Baxter, as head of the Antitrust Division during the Reagan
Administration, spearheaded the negotiations with AT&T that
produced the now historic consent decree that lead to the breakup
of AT&T, ending its monopoly over the telecommunications
industry.
"Tom Kauper and Bill Baxter built the foundation upon which
we have been constructing a competitive telecommunications
industry," said Anne K. Bingaman, Assistant Attorney General in
charge of the Antitrust Division. "Without their visionary work
on the AT&T case we wouldn't have the vigorous and innovative
telecommunications industry we see developing today."
Created in 1994, the John Sherman Award is presented
annually by the Department's Antitrust Division to a person or,
persons for their outstanding achievement in antitrust law,
contributing to the protection of American consumers and to the
preservation of economic liberty.
The Department's 1974 lawsuit alleged that AT&T illegally
monopolized telecommunications services and equipment, and as the
trial neared completion, brought AT&T to the negotiating table.
The 1982 consent decree reached with AT&T through those
negotiations created the conditions for competition in the
markets for telecommunications equipment and long distance phone
service -- competition that led to lower prices, better service,
and higher quality products for consumers.
The Telecommunications Law of 1996 builds on the success of
the consent decree by attempting to create competition in local
markets -- allowing competition to thrive in all sectors of the
industry.
Kauper, a professor of law at the University of Michigan Law
School since 1964, has enjoyed a nearly 40 year legal career in
government and academics.
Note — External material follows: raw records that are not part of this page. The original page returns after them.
PR #13538, opened 2020-05-17
{Telemetry} Log exception

fengzhou-msft:
**Description**  

Add error of command result to telemetry when it's not added inside the module.
Example data:
```
{"name": "azurecli/fault",
 "properties": {
                "Reserved.DataModel.EntityType": "Fault",
                "Reserved.DataModel.Fault.Description": "",
                "Reserved.DataModel.Correlation.1": "7a3155c0-7237-4ae2-8500-f547e99713d5,UserTask,",
                "Reserved.DataModel.Fault.TypeString": "CLIError",
                "Reserved.DataModel.Fault.Exception.Message": "Please provide subscription id or unique name.",
                "Reserved.DataModel.Fault.Exception.StackTrace": "[]",
                ...}
}
```

**Testing Guide**  

**History Notes**  

---

### DIFF
--- a/src/azure-cli-core/azure/cli/core/telemetry.py
+++ b/src/azure-cli-core/azure/cli/core/telemetry.py
@@ -203,6 +203,10 @@ class TelemetrySession(object):  # pylint: disable=too-many-instance-attributes
 _session = TelemetrySession()
 
 
+def has_exceptions():
+    return len(_session.exceptions) > 0
+
+
 def _user_agrees_to_telemetry(func):
     @wraps(func)
     def _wrapper(*args, **kwargs):
--- a/src/azure-cli/azure/cli/__main__.py
+++ b/src/azure-cli/azure/cli/__main__.py
@@ -40,6 +40,9 @@ try:
 
     exit_code = cli_main(az_cli, sys.argv[1:])
 
+    if az_cli.result.error is not None and not telemetry.has_exceptions():
+        telemetry.set_exception(az_cli.result.error, fault_type='')
+
     if exit_code and exit_code != 0:
         telemetry.set_failure()
     else:
--- a/src/azure-cli/azure/cli/__main__.py
+++ b/src/azure-cli/azure/cli/__main__.py
@@ -40,10 +40,9 @@ try:
 
     exit_code = cli_main(az_cli, sys.argv[1:])
 
-    if az_cli.result.error is not None and not telemetry.has_exceptions():
-        telemetry.set_exception(az_cli.result.error, fault_type='')
-
     if exit_code and exit_code != 0:
+        if az_cli.result.error is not None and not telemetry.has_exceptions():
+            telemetry.set_exception(az_cli.result.error, fault_type='')
         telemetry.set_failure()
     else:
         telemetry.set_success()
--- a/src/azure-cli-core/azure/cli/core/parser.py
+++ b/src/azure-cli-core/azure/cli/core/parser.py
@@ -143,7 +143,7 @@ class AzCliCommandParser(CLICommandParser):
                 _parser=command_parser)
 
     def validation_error(self, message):
-        telemetry.set_user_fault('validation error')
+        telemetry.set_user_fault('validation error: {}'.format(message))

After graduating from the University
of Michigan Law School in 1960, Kauper spent two years clerking
for Associate Supreme Court Justice Potter Stewart. He began his
career at the Justice Department in 1969, serving a two year
stint as Deputy Assistant Attorney General in the Department's
Office of Legal Counsel. He resumed his full-time teaching
career at the University of Michigan Law School only to return to
the Justice Department in 1972, as Assistant Attorney General in
charge of the Antitrust Division -- a position he held until
1976.
William F. Baxter, is currently a professor of law at
Stanford Law School as well as Of Counsel at the law firm of
Shearman and Sterling -- positions he has occupied since 1984.
Baxter graduated from Stanford University Law School in 1956,
staying on as an assistant professor of law until 1958. He
continued his distinguished academic career as a visiting
professor of law at Yale University from 1964 to 1965. In 1969,
Baxter spent a year as a member of President Nixon's Task Force
on Antitrust Policy. He served as Assistant Attorney General in
charge of the Justice Department's Antitrust Division from 1981
to 1983. Throughout his career, Professor Baxter has been a
consultant to numerous corporations, non-profit groups and
government agencies for various intervals.
The award is named for the author of the Sherman Act of
1890, the nation's first and foremost antitrust law. Sherman, a
former Congressman and Senator, also served as Secretary of the
Treasury from 1877 to 1881, and as Secretary of State from 1897
to 1898.
The first recipient of the John Sherman Award was U.S.
Senator Howard M. Metzenbaum of Ohio, in 1994. Last year's
recipient was Harvard Law School Professor Phillip E. Areeda.
The Sherman Act outlaws all contracts, combinations and
conspiracies that unreasonably restrain interstate trade,
including agreements among competitors to fix prices, rig bids
and allocate customers. The Act also makes it a crime to
monopolize any part of interstate commerce.